- _Data for analysis_:
PR #1089, opened 2017-04-18
Fix SourceUpdater updating to be true during removes

mjneil:
Because Firefox changes the `updating` property on source buffers and then queues the `updateend` event to fire at a later time, the `SourceUpdater` may think the source buffer is not updating and overwrite the pending callback to be a different one. A similar issue was fixed previously by adding a check for `SourceUpdater.pendingCallback_` before considering `updating` to be `false`. However, `SourceUpdater.remove` did not add a `done` callback to run after the remove, so `updating` was not properly considered `true`. 

This change adds a no-op function as the `done` callback for removes. It also does not queue any remove actions until after the first call to `appendBuffer`, otherwise the `SourceUpdater` will be waiting for an `updateend` event from a source buffer that does not exist before completing the remove action.

## Requirements Checklist

### DIFF
--- a/src/source-updater.js
+++ b/src/source-updater.js
@@ -45,7 +45,7 @@ export default class SourceUpdater {
     this.pendingCallback_ = null;
     this.timestampOffset_ = 0;
     this.mediaSource = mediaSource;
-    this.firstAppend_ = false;
+    this.processedAppend_ = false;
 
     if (mediaSource.readyState === 'closed') {
       mediaSource.addEventListener('sourceopen', createSourceBuffer);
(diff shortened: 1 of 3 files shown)


zhuangs:
Tested and LGTM

src/source-updater.js
```diff
@@ -43,6 +45,7 @@ export default class SourceUpdater {
     this.pendingCallback_ = null;
     this.timestampOffset_ = 0;
     this.mediaSource = mediaSource;
+    this.firstAppend_ = false;
```
imbcmdth: I feel this name is a bit ambiguous. Not sure if it's worth fixing but something like `processedAppend_` might be more clear.

imbcmdth:
Minor nitpick .. LGMT otherwise!

PR #1097, opened 2017-04-24
use specified mediasequence for VOD expired sync instead of assuming 0

mjneil:
## Description
Seekable calculations assumed that VOD playlists have an `EXT-X-MEDIA-SEQUENCE` of `0`, however this is not always the case. ~~This fixes the calculations to use the media sequence specified in the playlist~~ This has been updated to now use the `SyncController` to pick a sync point and calculate expired time

### DIFF
--- a/test/sync-controller.test.js
+++ b/test/sync-controller.test.js
@@ -397,4 +397,72 @@ QUnit.test('Correctly calculates expired time', function(assert) {
   expired = this.syncController.getExpiredTime(playlist, Infinity);
 
   assert.equal(expired, 100.8, 'estimated expired time using segmentSync');
+
+  playlist = {
+    targetDuration: 10,
+    discontinuityStarts: [],
+    mediaSequence: 100,
+    endList: true,
+    segments: [
+      {
+        duration: 10,
+        uri: '0.ts'
+      },
+      {
+        duration: 10,
+        uri: '1.ts'
+      },
+      {
+        duration: 10,
+        uri: '2.ts'
+      },
+      {
+        duration: 10,
+        uri: '3.ts'
+      },
+      {
+        duration: 10,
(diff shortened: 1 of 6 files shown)


gesinger:
A test we should check for: if a live stream ends, and we switch to a playlist that we haven't seen before (don't have `syncInfo`), or, we tune into a live stream towards its end and rendition switch, then it is possible this may change that behavior.

mjneil:
That scenario is definitely a problem, but it is not a very common case. I think it will be ok to move forward with this and make an issue for that case to address in another PR

test/sync-controller.test.js
```diff
@@ -249,3 +249,151 @@ QUnit.test('Correctly updates time mapping and discontinuity info when probing s
...
+      {
+        duration: 10,
+        uri: '4.ts'
+      }
+    ]
+  };
+
+  let expired = this.syncController.getExpiredTime(playlist, Infinity);
+
+  assert.equal(expired, 100, 'seekable range calculated');
```
gesinger: Assertion would probably be clearer using your below format. Something like `estimated expired time using sync info`

test/sync-controller.test.js
```diff
@@ -249,3 +249,151 @@ QUnit.test('Correctly updates time mapping and discontinuity info when probing s
...
+      {
+        duration: 10,
+        uri: '4.ts'
+      }
+    ]
+  };
+
+  expired = this.syncController.getExpiredTime(playlist, Infinity);
+
+  assert.equal(expired, 98.5, 'estimated start time using segmentSync');
```
gesinger: Probably better to use `estimated expired time...` instead of start for these and others

zhuangs:
Tested and LGTM

PR #1100, opened 2017-04-28
Fix playback stalls when everything appears okay

mjneil:
## Description
Sometimes things go wrong when things look right. This change adds a last ditch effort correction in `PlaybackWatcher` to seek to `currentTime` if a playback stall occurs and there is at least 1 second of forward buffer.

### DIFF
--- a/src/playback-watcher.js
+++ b/src/playback-watcher.js
@@ -218,8 +218,11 @@ export default class PlaybackWatcher {
 
     // Sometimes the player can stall for unknown reasons within a contiguous buffered
     // region with no indication that anything is amiss (seen in Firefox). Seeking to
-    // currentTime is usually enough to kickstart the player.
-    if (currentRange.length) {
+    // currentTime is usually enough to kickstart the player. This checks that the player
+    // is currently within a buffered region and there is at least half a second
+    // of forward buffer so that this isn't triggered when the player is just buffering
+    // due to slow connection.
+    if (currentRange.length && currentTime <= currentRange.end(0) - 0.5) {
       this.cancelTimer_();
       this.tech_.setCurrentTime(currentTime);
 
--- a/src/playback-watcher.js
+++ b/src/playback-watcher.js
@@ -211,6 +211,19 @@ export default class PlaybackWatcher {
       this.timer_ = setTimeout(this.skipTheGap_.bind(this),
                                difference * 1000,
                                currentTime);
+      return;
+    }
+
+    // Sometimes the player can stall for unknown reasons within a contiguious buffered
+    // region with no indication that anything is amiss (Seen in Firefox). Seeking to
+    // currentTime is usually enough to kickstart the player
+    if (buffered.length && currentTime + 1 < buffered.end(buffered.length - 1)) {
+      this.cancelTimer_();
+      this.tech_.setCurrentTime(currentTime);
+
+      // unknown waiting corrections may be useful for monitoring QoS
+      this.tech_.trigger('unknownwaiting');
+      return;
     }
   }
 
--- a/src/playback-watcher.js
+++ b/src/playback-watcher.js
@@ -101,6 +101,16 @@ export default class PlaybackWatcher {
     }
 
     let currentTime = this.tech_.currentTime();
+    let buffered = this.tech_.buffered();
+
+    if (buffered.length && currentTime + 0.1 >= buffered.end(buffered.length - 1)) {
+      // If current time is at the end of the final buffered region, then any playback
+      // stall is most likely caused by buffering in a low bandwidth environment. This
+      // prevents playback watcher from updating consecutive updates until the player
+      // has some forward buffer to avoid miscategorizing waiting on a slow connection
+      // as a playback issue.
+      return;
+    }
 
     if (this.consecutiveUpdates >= 5 &&
         currentTime === this.lastRecordedTime) {
--- a/src/playback-watcher.js
+++ b/src/playback-watcher.js
@@ -186,13 +186,15 @@ export default class PlaybackWatcher {
     // Sometimes the player can stall for unknown reasons within a contiguous buffered
     // region with no indication that anything is amiss (seen in Firefox). Seeking to
     // currentTime is usually enough to kickstart the player. This checks that the player
-    // is currently within a buffered region and there is at least half a second
-    // of forward buffer so that this isn't triggered when the player is just buffering
-    // due to slow connection.
+    // is currently within a buffered region before attempting a corrective seek.
+    // Chrome does not appear to continue `timeupdate` events after a `waiting` event
+    // until there is ~ 3 seconds of forward buffer available. PlaybackWatcher should also
+    // make sure there is ~3 seconds of forward buffer before taking any corrective action
+    // to avoid triggering an `unknownwaiting` event in when the network is slow.
     // Note: This is not done when the `waiting` event fired by the tech because the tech
     // also fires `waiting` when the player is buffering in low bandwidth scenarios, which
     // requires no action from playback watcher.
-    if (currentRange.length && currentTime <= currentRange.end(0) - 0.5) {
+    if (currentRange.length && currentTime + 3 <= currentRange.end(0)) {
       this.cancelTimer_();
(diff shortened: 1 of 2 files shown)


src/playback-watcher.js
```diff
@@ -211,6 +211,19 @@ export default class PlaybackWatcher {
       this.timer_ = setTimeout(this.skipTheGap_.bind(this),
                                difference * 1000,
                                currentTime);
+      return;
+    }
+
+    // Sometimes the player can stall for unknown reasons within a contiguious buffered
+    // region with no indication that anything is amiss (Seen in Firefox). Seeking to
```
gesinger: seen

src/playback-watcher.js
```diff
@@ -211,6 +211,19 @@ export default class PlaybackWatcher {
...
+    // currentTime is usually enough to kickstart the player
```
gesinger: .

src/playback-watcher.js
```diff
@@ -211,6 +211,19 @@ export default class PlaybackWatcher {
       this.timer_ = setTimeout(this.skipTheGap_.bind(this),
                                difference * 1000,
                                currentTime);
+      return;
+    }
+
+    // Sometimes the player can stall for unknown reasons within a contiguious buffered
```
gesinger: contiguous

src/playback-watcher.js
```diff
@@ -211,6 +211,19 @@ export default class PlaybackWatcher {
...
+    // region with no indication that anything is amiss (Seen in Firefox). Seeking to
+    // currentTime is usually enough to kickstart the player
+    if (buffered.length && currentTime + 1 < buffered.end(buffered.length - 1)) {
```
gesinger: With really short segments it's possible this can break. We may want to use a function that checks to see if we're within a buffered region (and if we want to be careful around edges, we can use a margin of some partial second, as 1 may be too long).

src/playback-watcher.js
```diff
@@ -211,6 +211,19 @@ export default class PlaybackWatcher {
...
+      this.cancelTimer_();
+      this.tech_.setCurrentTime(currentTime);
+
+      // unknown waiting corrections may be useful for monitoring QoS
```
gesinger: We should log here.

src/playback-watcher.js
```diff
@@ -211,6 +211,24 @@ export default class PlaybackWatcher {
...
                                currentTime);
+      return;
+    }
+
+    let currentRange = Ranges.findRange(buffered, currentTime);
+
+    // Sometimes the player can stall for unknown reasons within a contiguous buffered
+    // region with no indication that anything is amiss (seen in Firefox). Seeking to
+    // currentTime is usually enough to kickstart the player.
+    if (currentRange.length) {
```
gesinger: Do we want to guard against cases where we're at the end of the buffered region and just waiting for data?

mjneil: That was why I originally had the 1 second safety net. The `Ranges.findRange` function uses `TIME_FUDGE_FACTOR` which I thought was more inline with your previous comment. I'll make sure to test this exact scenario and see if it triggers the event, and if so, we can discuss an appropriate fudge factor to protect against this

gesinger: Although shorter segments aren't all too common, the original one could break because it wasn't checking to see if the current time was within a buffered range. This one does check that the current time is within a buffered range. The TIME_FUDGE_FACTOR may be enough of a safety margin from the edge of a buffered region, but it could be worth being a bit safer with how far it is from the edge of its containing region.

src/playback-watcher.js
```diff
@@ -161,15 +161,55 @@ export default class PlaybackWatcher {
...
+        `playback by seeking to the current time.`);
+
+      // unknown waiting corrections may be useful for monitoring QoS
+      this.tech_.trigger('unknownwaiting');
+      return;
+    }
+  }
+
+  /**
+   * Handler for situations when the tech fires a `waiting` event
```
gesinger: Would be good to add a short note about how we can't predict when these events will occur for the browser.

src/playback-watcher.js
```diff
@@ -156,20 +167,63 @@ export default class PlaybackWatcher {
...
+    // Sometimes the player can stall for unknown reasons within a contiguous buffered
+    // region with no indication that anything is amiss (seen in Firefox). Seeking to
+    // currentTime is usually enough to kickstart the player. This checks that the player
+    // is currently within a buffered region and there is at least half a second
+    // of forward buffer so that this isn't triggered when the player is just buffering
+    // due to slow connection.
+    // Note: This is not done when the `waiting` event fired by the tech because the tech
+    // also fires `waiting` when the player is buffering in low bandwidth scenarios, which
+    // requires no action from playback watcher.
+    if (currentRange.length && currentTime <= currentRange.end(0) - 0.5) {
```
mjneil: I'm not sure how necessary the 0.5 safety offset is now that in `checkCurrentTime_` we check to see if we are at the end of the buffer. Thoughts?

src/playback-watcher.js
```diff
@@ -100,6 +101,16 @@ export default class PlaybackWatcher {
     }
 
     let currentTime = this.tech_.currentTime();
+    let buffered = this.tech_.buffered();
+
+    if (buffered.length && currentTime + 0.1 >= buffered.end(buffered.length - 1)) {
```
gesinger: What do you think of putting this in `waiting_` after the `techWaiting_` checks? It might make sense for either, but I'm inclined to keep it closer to the other logic that cancels out of "waiting" type events and keep this method simple.

mjneil: It has to go here actually. If we put it in `waiting_`, it'll be too late and we get the same problem of `consecutiveUpdates` surpassing 5 while waiting on slow connection, then when the buffer is asynchronously appended to, everything will look fine in `techWaiting_`, so `waiting_` will trigger the `unknownwaiting` event. Putting the buffer check here before we increment `consecutiveUpdates` allows us to not consider waiting on a slow connection as a possible stall. That way when we actually run the checks in `waiting_` and `techWaiting_,`, we know those checks are attempting to correct an actual stall, and not just slow connection.

src/playback-watcher.js
```diff
@@ -100,6 +101,18 @@ export default class PlaybackWatcher {
     }
 
     let currentTime = this.tech_.currentTime();
+    let buffered = this.tech_.buffered();
+
+    if (!buffered.length || currentTime + 0.1 >= buffered.end(buffered.length - 1)) {
```
gesinger: I think that `!buffered.length` will prevent us from checking for `fellOutOfLiveWindow_` and running `fixesBadSeeks_ ` on environments where the `waiting` event might not fire and we rely on our implementation.

src/playback-watcher.js
```diff
@@ -156,20 +169,65 @@ export default class PlaybackWatcher {
...
+    let currentTime = this.tech_.currentTime();
+    let buffered = this.tech_.buffered();
+    let currentRange = Ranges.findRange(buffered, currentTime);
+
+    // Sometimes the player can stall for unknown reasons within a contiguous buffered
+    // region with no indication that anything is amiss (seen in Firefox). Seeking to
+    // currentTime is usually enough to kickstart the player. This checks that the player
+    // is currently within a buffered region before attempting a corrective seek.
+    // Chrome does not appear to continue `timeupdate` events after a `waiting` event
+    // until there is ~ 3 seconds of forward buffer available. PlaybackWatcher should also
```
gesinger: are (and below)

src/playback-watcher.js
```diff
@@ -156,20 +169,65 @@ export default class PlaybackWatcher {
...
+    // make sure there is ~3 seconds of forward buffer before taking any corrective action
+    // to avoid triggering an `unknownwaiting` event in when the network is slow.
```
gesinger: ~~in~~

src/playback-watcher.js
```diff
@@ -156,20 +169,65 @@ export default class PlaybackWatcher {
...
+    // Note: This is not done when the `waiting` event fired by the tech because the tech
```
gesinger: is fired

PR #1118, opened 2017-05-17
Throttler: Minor changes to make throttler work with native safari

mrocajr:
## Description
Please describe the change as necessary.
Minor changes to make throttler work with native safari

## Specific Changes proposed
ts file headers set to application/vnd.apple.mpegurl


utils/switcher/throttle-server.js
```diff
@@ -95,7 +95,7 @@ const writeSlowly = (req, res, data) => {
 // maps file extention to MIME type
 // we only care about these two types
 const map = {
-  '.ts': 'application/octet-stream',
+  '.ts': 'application/vnd.apple.mpegurl',
```
gesinger: `vnd.apple.mpegurl` denotes an m3u8 playlist

mrocajr: Perhaps video/MP2T would be more appropriate?

gesinger: That would be good

utils/switcher/throttle-server.js
```diff
@@ -95,8 +95,8 @@ const writeSlowly = (req, res, data) => {
 // maps file extention to MIME type
 // we only care about these two types
 const map = {
-  '.ts': 'application/octet-stream',
-  '.m3u8': 'application/x-mpegurl'
+  '.ts': 'application/vnd.apple.mpegurl',
```
gesinger: I think these two are reversed. And did these have to be changed to get Safari to work?

mrocajr: Yep, just noticed that 👍

gesinger:
Tested, will merge once build passes.

PR #1119, opened 2017-05-17
Add module field to support ES6 modules.

misteroneill:
Tiny update to `package.json` so that Rollup (and other ES6 module systems) can `import` this library easily.

## Requirements Checklist

### DIFF
--- a/package.json
+++ b/package.json
@@ -3,6 +3,7 @@
   "version": "5.5.3",
   "description": "Play back HLS with video.js, even where it's not natively supported",
   "main": "es5/videojs-contrib-hls.js",
+  "module": "src/videojs-contrib-hls.js",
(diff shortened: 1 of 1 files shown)


gkatsev:
Unfortunately, because of the usage of webworkify, I'm not sure this is sufficient to cover all bases.

misteroneill:
Well, it'll be needed anyway. Another question: if webworkify is used, why isn't it a dependency of the project?

gkatsev:
It is: https://github.com/videojs/videojs-contrib-hls/blob/master/package.json#L99

gesinger:
Thanks @misteroneill . Closing in favor of https://github.com/videojs/videojs-contrib-hls/pull/1151

PR #1122, opened 2017-05-18
Trigger bandwidthupdate events on the tech

gesinger:
## Requirements Checklist
  - [ ] Docs/guides updated

### DIFF
--- a/src/videojs-contrib-hls.js
+++ b/src/videojs-contrib-hls.js
@@ -587,10 +587,6 @@ class HlsHandler extends Component {
       this.tech_.trigger('progress');
     });
 
-    this.on(this.masterPlaylistController_, 'bandwidthupdate', function() {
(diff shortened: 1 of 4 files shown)


src/videojs-contrib-hls.js
```diff
@@ -587,6 +587,10 @@ class HlsHandler extends Component {
       this.tech_.trigger('progress');
     });
 
+    this.on(this.masterPlaylistController_, 'bandwidthupdate', function() {
+      this.tech_.trigger('bandwidthupdate');
```
mjneil: any reason to not trigger straight from the tech within MPC if the HLS source handler isn't doing anything other than forwarding the event to the tech?

gesinger: Good point, will just trigger from MPC on the tech.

- _Work instruction_: Please report every line of the records above that contains the word "also".

- _The answer_:
This change adds a no-op function as the `done` callback for removes. It also does not queue any remove actions until after the first call to `appendBuffer`, otherwise the `SourceUpdater` will be waiting for an `updateend` event from a source buffer that does not exist before completing the remove action.
+    // until there is ~ 3 seconds of forward buffer available. PlaybackWatcher should also
     // also fires `waiting` when the player is buffering in low bandwidth scenarios, which
+    // also fires `waiting` when the player is buffering in low bandwidth scenarios, which
+    // until there is ~ 3 seconds of forward buffer available. PlaybackWatcher should also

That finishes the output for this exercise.